C’est après une lecture du Coran que place a été faite à la cérémonie d’ouverture présidée par Boukary Dionou, conseiller technique du gouverneur, représentant le parrain de la cérémonie empêché. Avaient répondu à l’appel de cette conférence régionale organisée simultanément dans plusieurs autres régions du Burkina, des hommes, des femmes, des jeunes, de même que des responsables de structures islamiques, tous venus pour s’imprégner du thème très révélateur, « Islam et Tradition » animée par Nana Séni.

Aux premiers rangs, des chefs traditionnels venus répondre à l’invitation du CERFI. C’est dans une salle bondée de fidèles et de leaders coutumiers et religieux que Dramane Kaboré, coordonnateur régional du CERFI/Tannounyan a pris la parole pour rendre public le message du président du bureau exécutif national (BEN). Dans ce mot, le BEN a traduit sa profonde satisfaction aux fidèles à l’occasion des conférences régionales du CERFI édition 2026. Il a ensuite adressé ses sincères félicitations aux Coordinations Régionales, aux Bureaux Provinciaux ainsi qu’à l’ensemble des acteurs mobilisés pour l’organisation de cet important rendez-vous. « Votre engagement constant traduit votre attachement aux idéaux du CERFI et votre volonté de contribuer activement à l’édification d’une société meilleure », a ajouté Dramane Kaboré, pour qui, le choix du thème de cette année n’est pas fortuit.

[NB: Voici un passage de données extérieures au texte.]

PR #1127, opened 2020-08-11
Extending page doc update (EZEE-2947)

dabrt:
| Question      | Answer |
| ------------- | --- |
| JIRA Ticket   | EZEE-2947 |
| Versions      | master |

### DIFF
--- a/docs/extending/extending_page.md
+++ b/docs/extending/extending_page.md
@@ -483,7 +483,7 @@
                 thumbnail: assets/images/ez-icons.svg#block-visible-recurring
                 views:
                     default:
-                        template: @ezdesign/blocks/translate_block.html.twig
+                        template: "@ezdesign/blocks/translate_block.html.twig"
                         name: Default view
                         priority: -255
                 attributes:


docs/extending/extending_page.md
```diff
@@ -455,6 +455,163 @@
...
+      ``` json
+      "require": {
+          (...)
+          "ezplatform-i18n/ezplatform-i18n-fr_fr": "^3.0",
+          (...)
+        }
+      ```
+
+    Then, create a translatable Page block by adding the following YAML configuration
+    in an application or a bundle, under the `ezplatform_page_fieldtype` key...
```
dabrt, line 480:
```suggestion
    in an application or a bundle, under the `ezplatform_page_fieldtype` key:
```

docs/extending/extending_page.md
```diff
@@ -455,6 +455,163 @@
...
+                        type: string
+                        name: E-mail address
+                        validators:
+                            regexp:
+                                options:
+                                    pattern: '/^\S+@\S+\.\S+$/'
+                                message: Provide a valid e-mail address
+    ```
+
+    ... and, in the `blocks` directory, a corresponding Twig template called `translate_block.html.twig`:
```
dabrt, line 511:
```suggestion
    In the `blocks` directory, add a corresponding Twig template called `translate_block.html.twig`:
```

docs/extending/extending_page.md
```diff
@@ -455,6 +455,163 @@
...
+
+    ```
```
dabrt, line 513:
```suggestion
    ``` html+twig
```

docs/extending/extending_page.md
```diff
@@ -455,6 +455,163 @@
...
+    <h1>{{ name|default('Hello stranger') }}!</h1>
+    ```
+
+    Next, implement the logic that is responsible for label translation. Begin with registering a new service in the `config/services.yaml` file:
+
+    ``` yaml
+    App\Event\Subscriber\TranslateBlockNameSubscriber:
+        tags:
+            - { name: event_subscriber }
+	  ```
```
dabrt, line 523:
```suggestion
    ```
```

docs/extending/extending_page.md
```diff
@@ -455,6 +455,163 @@
     }
     ```
 
+    ### Block name translation
+
+    A practical example of how you can use the `BlockDefinitionEvents` API is translating the block name.
+    You can modify the `name` attribute of the Page block, so that it displays a translation
```
DominikaK, line 461:
```suggestion
    You can modify the `name` attribute of the Page block so that it displays a translation
```

docs/extending/extending_page.md
```diff
@@ -455,6 +455,163 @@
...
+    in one of the defined languages.
+
+    The example uses a [Symfony Translator](https://github.com/symfony/symfony/blob/5.1/src/Symfony/Component/Translation/Translator.php) module and its `trans()` method.
+    The method takes three arguments: an identifier of the block name label, an array of parameters,
```
DominikaK, line 465:
```suggestion
    The method takes three arguments: an identifier of the block name, an array of parameters,
```

docs/extending/extending_page.md
```diff
@@ -455,6 +455,163 @@
...
+    and the domain of the translation.
+
+    Start with adding the requirement to install the language package to the `composer.json` file,
```
DominikaK, line 468: Maybe use `composer require`, like we do in https://doc.ezplatform.com/en/master/guide/back_office_translations/#installing-new-translations?
Not sure if either is the recommended way.

docs/extending/extending_page.md
```diff
@@ -455,6 +455,163 @@
...
+      ``` json
+      "require": {
+          (...)
+          "ezplatform-i18n/ezplatform-i18n-fr_fr": "^3.0",
+          (...)
+        }
+      ```
+
+    Then, create a translatable Page block by adding the following YAML configuration
+    in an application or a bundle, under the `ezplatform_page_fieldtype` key:
```
DominikaK, line 480:
```suggestion
    under the `ezplatform_page_fieldtype` key:
```

docs/extending/extending_page.md
```diff
@@ -455,6 +455,163 @@
...
+
+    Next, implement the logic that is responsible for label translation. Begin with registering a new service in the `config/services.yaml` file:
+
+    ``` yaml
+    App\Event\Subscriber\TranslateBlockNameSubscriber:
+        tags:
+            - { name: event_subscriber }
+    ```
+
+    Then, implement an event subscriber that listens to the block definition event. For example, create a `src/Event/Subscriber/TranslateBlockNameSubscriber.php` file that contains the following code:
```
DominikaK, line 525:
```suggestion
    Then, implement an event subscriber that listens to the block definition event. For example, create an `src/Event/Subscriber/TranslateBlockNameSubscriber.php` file that contains the following code:
```

docs/extending/extending_page.md
```diff
@@ -455,6 +455,163 @@
...
+    After you add new files with translations, run `php bin/console cache:clear` to clear the cache.
+
+    The language to display is selected automatically based on [user preferences or browser setup](../../guide/back_office_translations/#selecting-back-office-language).
+
+    !!! note "Additional information"
+
+        For more information, see the following articles:
+
+        - [Back office translations](../guide/back_office_translations.md)
+
```
DominikaK, line 610:
```suggestion
```

docs/extending/extending_page.md
```diff
@@ -455,6 +455,163 @@
...
+        - [Symfony translations](https://symfony.com/doc/current/translation.html)
+
```
DominikaK, line 612:
```suggestion
```

DominikaK (approved):

mnocon (commented):
I was able to translate my block:
obraz
but I think there are things we could improve here.

1) Template path:
```
In the `blocks` directory, add a corresponding Twig template called `translate_block.html.twig`:
```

A l’écouter, il répond à une réalité profonde de nos sociétés, notamment au Burkina Faso, où l’islam, en tant que mode de vie, interagit quotidiennement avec des traditions et des pratiques socioculturelles fortement enracinées. Et ces interactions, dira-t-il, bien que souvent harmonieuses, peuvent parfois susciter des incompréhensions, voire des tensions. « Il devient donc impératif de créer des cadres de réflexion et de dialogue, afin de mieux comprendre les fondements de l’islam, d’analyser les traditions et d’identifier clairement les convergences et les divergences entre ces deux réalités », a soutenu Dramane Kaboré.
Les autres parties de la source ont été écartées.